4 min read

Jacob Afflicted From Youth but Never Overcome

Jacob speaks Psalm 129 in his own voice. Troubles from his youth: from Esau, from Laban, from his own sons. None of them finished him. He names the pattern that runs through every exile.

Most people read Psalm 129, "Many times they have afflicted me from my youth," as the collective voice of Israel speaking about its national history. The rabbis heard it differently. They heard it as Jacob speaking in the first person, recounting his own life, and then discovering that his biography is the template for every generation that comes after him.

The Aggadat Bereshit commentary, preserved from approximately the 9th or 10th century CE, opens the reading with a surprising layering. The Assembly of Israel speaks first, connecting the "embittered their lives" of Exodus 1:14, the Egyptian slave labor, to the affliction of youth in the Psalm. Then Moses and Aaron appear as the two supports between whom the people endure. Then comes the sea: "They rebelled at the sea, the Sea of Reeds" (Psalm 106:7). But even there, even in the rebellion, the right hand of God shattered the enemy (Exodus 15:6).

In the wilderness, both the adversary and the yetzer hara (יֵצֶר הָרָע, the evil inclination) pressed against Israel. "And the Lord afflicted the people" (Exodus 32:35) after the golden calf.
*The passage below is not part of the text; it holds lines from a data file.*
PR #664, opened 2022-07-11
Remove jQuery dependency from search_arrows

tnir:

- See also #653
- cf. #654

It was planned that `search_arrows.js` is replaced without jQuery along with `search.js`, but it was found difficult as `search.js` has Popper.js v1 dependency.


deivid-rodriguez (approved):
Looks good! Small steps towards success!

PR #644, opened 2022-07-06
Replace bootstrap-sass 3 to bootstrap 4.6.1

tnir:
| before (1024-width on iPad Pro) | after (1024-width on iPad Pro) |
|-|-|
| bundler io_(iPad Pro) | bundler-site-tnir-boots-dje5be herokuapp com_(iPad Pro) |

Closes #643

### What was the end-user problem that led to this PR?

An end-user needs to load a legacy Bootstrap 3 just to browse the bundler docs.

### What was your diagnosis of the problem?

No maintainers/contributors maintained the frontend of the site for 6 years.

### What is your fix for the problem, implemented in this PR?

HAML and SCSS would be easier for everyone to maintain as Bootstrap 4 is more recent version than 3.

#### Screenshots for navbar/searchbox
comment-1177209898

#### New introduction
- https://fontawesome.com/v5/icons/search?s=solid (from Font Awesome 5 Free) (dropped Glyphicons icon font in Bootstrap 4)
- Opacity utilities from Bootstrap 5 https://getbootstrap.com/docs/5.1/utilities/colors/#opacity
  - which will be removed when Bootstrap upgraded from 4.6 to 5.1 (or upcoming 5.2)

##### Before this PR

https://user-images.githubusercontent.com/10229505/177769132-cdef09f2-f5c7-4a25-8cd9-67a4226dcfc8.mp4

##### After this PR
https://user-images.githubusercontent.com/10229505/177769152-e03cc14d-5681-40d6-b63b-ce1596ce312c.mp4

### Why did you choose this fix out of the possible options?

I cannot upgrade it from 3 to 5 (the latest major version as of creation of the PR) directly.

- Updates lots from #218

Signed-off-by: Takuya Noguchi [takninnovationresearch@gmail.com](https://github.com/sponsors/tnir)

PR #665, opened 2022-07-11
Remove jQuery dependency from search

tnir:

- See also #653
- cf. #654 and #664

It was found difficult as `search.js` has Popper.js v1 dependency.

- Blocked by #644
- Blocked by #681


tnir:
We can improve this after #644 merged.

tnir:
Thanks. Merging.

PR #651, opened 2022-07-11
Make guides (v1.16+) version-independent

tnir:
### What was the end-user problem that led to this PR?

Users can easily reach older guides from search engines.

Closes #628

### What was your diagnosis of the problem?

Almost version-agonistic guides are copied (see also diffs in #628)

### What is your fix for the problem, implemented in this PR?

```
$ git mv source/v2.3/guides source/guides
```
v2.3 guides are set up to the default guides.

```
$ git rm -r source/{v1.16,v1.17,v2.0,v2.1,v2.2}/guides
```
Remove v1.16 through v2.2 guides and all URLs are redirected to new URLs. And existing links are also updated.

For example,

- `https://bundler.io/v1.17/guides/git.html`
   - will be redirected to `https://bundler.io/guides/git.html`
- `https://bundler.io/v2.0/guides/bundler_2_upgrade.html`
   - will be redirected to `https://bundler.io/guides/bundler_2_upgrade.html`
- `https://bundler.io/pl/v2.2/guides/creating_gem.html`
   - will be redirected to `https://bundler.io/pl/guides/creating_gem.html`

```
$ git mv source/localizable/v2.3/guides source/localizable/guides
```
Follows up #625 for localizable guides. I found this should have done in #625 🙇 

### Why did you choose this fix out of the possible options?

Guides from v1.15 and v1.14 can be deferred to another PR.

Signed-off-by: Takuya Noguchi [takninnovationresearch@gmail.com](https://github.com/sponsors/tnir)

PR #666, opened 2022-07-11
Restore search for guides content

deivid-rodriguez:

The problem was moving around urls at #651 broke search for guides content.

My diagnosis was that after moving guides to not be version dependent, their contents are no longer indexed.

My fix is to add the new urls to the list of search resources.


tnir:
Thank you 🙇

PR #672, opened 2022-07-12
Enable all the default cops in RuboCop

tnir:
Only `EnforcedShorthandSyntax: never` is kept in `Style/HashSyntax` at this moment.

- Updates #617 and #649


deivid-rodriguez:
My personal approach to RuboCop is to use `DisableByDefault` and enable cops one by one as we are bothered by the inconsistencies or decide to enable specific cops for other reasons. Like we did in #617 and #347. I prefer that to blindly enabling all cops without consideration for each of them. What do you think?

tnir:
That could be an option, but does it tend to lengthen `.rubocop.yml`? RoboCup team has standardize rubocop configurations for a while. With this suggested change, I think we can start with long `todo.yml` and shorten step by step toward de facto standard in Ruby world.

Long `.rubocop.yml` does not look contributor-friendly to me. Contributors need to follow repo-specific cops by reading the `.rubocop.yml`.

I can start this with your way too.

deivid-rodriguez:
> Long .rubocop.yml does not look contributor-friendly to me. Contributors need to follow repo-specific cops by reading the .rubocop.yml.

If we follow all RuboCop rules, contributors still need to follow all RuboCop defaults, no? I think it's easier to enforce just the specific list of rules that we like, the bothers us the most, or whatever.

I think we can add `AllCops/DisplayStyleGuide: true` to our configuration to make it easier for contributors to fix issues.

PR #483, opened 2021-09-20
Export TestResult json with TestRunInputOutput

mzgoddard:
[Preview Tests](https://raw.githack.com/w3c/aria-at/mzgoddard-test-result-json/build/index.html)

Export and import a json format of a test result without a test's verbose instruction information. This format is intended to make integration with aria-at-app easier.

This change includes:
- Improve JSDoc compatible typedef for AriaATTestRun.State (was TestRunState) in `tests/resources/types/aria-at-test-run.js` following typedefs/namespaces in `types`.
- Add JSDoc namespace `AriaATTestResult` in `tests/resources/types/aria-at-test-result.js` containing `AriaATTestResult.JSON` the import and export ttype for the new TestRunInputOutput methods.
- Forward errors from instruction document to test page document.
- Add `resultFormat` and `resultJSON` ConfigInput methods, that aria-at-harness sets with query params, as an avenue to test AriaATTestResult.JSON import and export. `resultFormat` isn't required by the new TestRunInputOutput methods.

### DIFF
--- a/build/index.html
+++ b/build/index.html
@@ -40,7 +40,7 @@
             <td><a href="./tests/checkbox/index.html">Index</a></td>
             <td><a href="./review/checkbox.html">Review</a></td>
             <td>26</td>
-            <td><a href="https://github.com/w3c/aria-at/commit/2119af6" target="_blank">2119af6 Merge remote-tracking branch &#39;origin&#x2F;issue-471&#39; into issue-471
+            <td><a href="https://github.com/w3c/aria-at/commit/5eddca5" target="_blank">5eddca5 fixup! add TestRunInput methods for TestResultJSON data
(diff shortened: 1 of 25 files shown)


alflennik (approved):
I had attempted to implement remapping something like this around a week and a half ago, and I'm much happier with what you came up with here than my previous attempts.

I was concerned that the harness systems might need more information than the TestResult type could provide, but it seems like you were able to skillfully sidestep any problems there.

The big test of this new functionality will come when we attach this new result type to the App's Test Queue pages, but I feel like that shouldn't get in the way of merging this into ARIA-AT.

howard-e (approved):
Looks good!

PR #493, opened 2021-09-22
Exclude 'rootDirectory' path from generated files

zcorpan:
[Preview Tests](https://raw.githack.com/w3c/aria-at/bocoup/remove-root-directory-path/build/index.html)

This path causes conflicts and exposes unnecessary information from contributors.

### DIFF
--- a/build/index.html
+++ b/build/index.html
@@ -40,7 +40,7 @@
             <td><a href="./tests/checkbox/index.html">Index</a></td>
             <td><a href="./review/checkbox.html">Review</a></td>
             <td>26</td>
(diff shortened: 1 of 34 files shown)


mzgoddard (approved):
Not sure if it should be a part of this change. But there is no `start` script in this package currently.

howard-e (approved):

zcorpan:
@mzgoddard can you file a new issue about that?

zcorpan:
I've removed the mention of `npm run start` also

mzgoddard (approved):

The counts of the people that bookend the wilderness years bracket the suffering on both sides. Through all of it, Jacob says: they were not able to overcome me. Neither the hand of God's discipline nor the hand of the evil inclination finished the work. I am still here.

Then the midrash narrows from the national story to the individual. Jacob, son of Isaac, grandson of Abraham, stands and makes his accounting. He begins with Esau. From the womb, the older brother was a threat. The struggle before birth (Genesis 25:22) was the first affliction of youth. Then Laban, who deceived Jacob for twenty years, substituting one daughter for another, changing his wages ten times, using him until Jacob's own initiative and God's intervention finally freed him (Genesis 31:38-41). Then the night at the ford of the Jabbok, wrestling with a being whose nature the Torah does not fully clarify, coming away with a limp that Jacob carried for the rest of his life. Then the disappearance of Joseph, the twenty-two years of believing his son was dead, the grief that Jacob refused to relinquish (Genesis 37:35). Then the hostage-taking of Simeon and later the demand for Benjamin.

And yet, Jacob says to God: "See, I have not caused you to suffer before me" (Genesis 48:11). The translation is contested, but the midrash reads it as Jacob's acknowledgment that despite everything, God has not abandoned him, and he has not abandoned God. The afflictions from youth did not produce the rupture they were trying to produce.

The Midrash Aggadah tradition makes Jacob's testimony the interpretive key for the Psalm and for the national history that follows. The Jewish people in exile are not suffering something unique to themselves. They are living Jacob's biography at a collective scale. Pharaoh was Esau scaled up. Rome was Laban with legions. The evil inclination that led Israel to sin in the wilderness is the same force that operates in every generation and every individual who has ever tried to hold onto something good under sustained pressure.

But the affliction from youth, in Jacob's telling, is not the last word. "They were not able to overcome me." That sentence is the thing Jacob wants his children to carry forward. They will try. They will keep trying. The plowmen will plow long furrows across your back (Psalm 129:3). But the Lord is righteous, and the Lord will cut the cords of the wicked (Psalm 129:4). The furrows end. The ropes break. Jacob knew this because he had lived it repeatedly, and he needed his descendants to know it too, so that when they were in the middle of the furrow, they would remember that the furrow has an end.